◆ YOUR INSTRUCTIONS
From the entries below, copy out all lines holding "supported".

╭──

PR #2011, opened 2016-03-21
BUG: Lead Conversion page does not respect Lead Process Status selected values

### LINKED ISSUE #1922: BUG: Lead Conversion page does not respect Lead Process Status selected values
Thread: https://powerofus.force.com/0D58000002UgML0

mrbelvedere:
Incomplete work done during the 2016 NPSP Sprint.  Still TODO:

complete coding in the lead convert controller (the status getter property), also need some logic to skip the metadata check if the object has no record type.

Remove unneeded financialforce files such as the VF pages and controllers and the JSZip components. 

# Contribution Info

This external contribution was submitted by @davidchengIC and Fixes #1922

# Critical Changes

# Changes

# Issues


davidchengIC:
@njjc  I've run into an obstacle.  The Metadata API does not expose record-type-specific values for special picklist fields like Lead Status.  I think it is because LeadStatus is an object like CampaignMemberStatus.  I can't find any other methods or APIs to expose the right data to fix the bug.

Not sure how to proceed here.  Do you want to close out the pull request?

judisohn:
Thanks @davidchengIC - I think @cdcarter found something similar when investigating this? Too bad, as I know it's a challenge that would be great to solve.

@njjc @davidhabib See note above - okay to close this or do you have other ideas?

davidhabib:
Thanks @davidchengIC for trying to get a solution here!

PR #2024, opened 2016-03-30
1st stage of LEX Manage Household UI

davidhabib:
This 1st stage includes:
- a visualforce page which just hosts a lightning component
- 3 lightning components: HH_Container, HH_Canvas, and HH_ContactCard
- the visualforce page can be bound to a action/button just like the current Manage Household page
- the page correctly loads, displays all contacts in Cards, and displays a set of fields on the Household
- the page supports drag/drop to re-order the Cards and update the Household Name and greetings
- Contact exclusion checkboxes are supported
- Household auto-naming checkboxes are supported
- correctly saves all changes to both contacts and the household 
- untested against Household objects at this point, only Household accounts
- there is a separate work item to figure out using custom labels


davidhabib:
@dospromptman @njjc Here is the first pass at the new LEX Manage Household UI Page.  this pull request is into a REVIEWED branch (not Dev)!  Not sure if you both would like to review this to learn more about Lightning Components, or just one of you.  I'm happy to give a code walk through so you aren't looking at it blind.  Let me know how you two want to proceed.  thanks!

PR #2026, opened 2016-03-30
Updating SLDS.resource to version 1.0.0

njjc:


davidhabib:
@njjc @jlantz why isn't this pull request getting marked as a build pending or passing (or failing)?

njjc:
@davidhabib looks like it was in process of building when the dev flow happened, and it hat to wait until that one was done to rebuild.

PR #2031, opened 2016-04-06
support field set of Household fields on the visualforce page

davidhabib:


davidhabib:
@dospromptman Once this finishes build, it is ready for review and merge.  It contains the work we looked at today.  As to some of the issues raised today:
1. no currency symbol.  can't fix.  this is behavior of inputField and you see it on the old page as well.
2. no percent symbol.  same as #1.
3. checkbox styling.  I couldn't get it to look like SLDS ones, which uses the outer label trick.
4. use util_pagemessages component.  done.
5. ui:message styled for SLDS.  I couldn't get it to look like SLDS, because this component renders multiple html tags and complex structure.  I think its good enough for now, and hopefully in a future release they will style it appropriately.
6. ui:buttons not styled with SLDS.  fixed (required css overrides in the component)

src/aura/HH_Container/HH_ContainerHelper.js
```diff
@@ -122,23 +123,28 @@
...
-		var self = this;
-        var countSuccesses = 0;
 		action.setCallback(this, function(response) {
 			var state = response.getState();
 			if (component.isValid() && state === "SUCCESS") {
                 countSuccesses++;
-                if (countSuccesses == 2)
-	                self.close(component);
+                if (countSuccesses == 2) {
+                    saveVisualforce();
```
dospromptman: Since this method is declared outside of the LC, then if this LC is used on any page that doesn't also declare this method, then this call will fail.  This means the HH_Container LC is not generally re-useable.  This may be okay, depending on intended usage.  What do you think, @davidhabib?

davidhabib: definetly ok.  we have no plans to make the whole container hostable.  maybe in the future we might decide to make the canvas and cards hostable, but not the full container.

╰──

◆ TASK SOLUTION
- Contact exclusion checkboxes are supported
- Household auto-naming checkboxes are supported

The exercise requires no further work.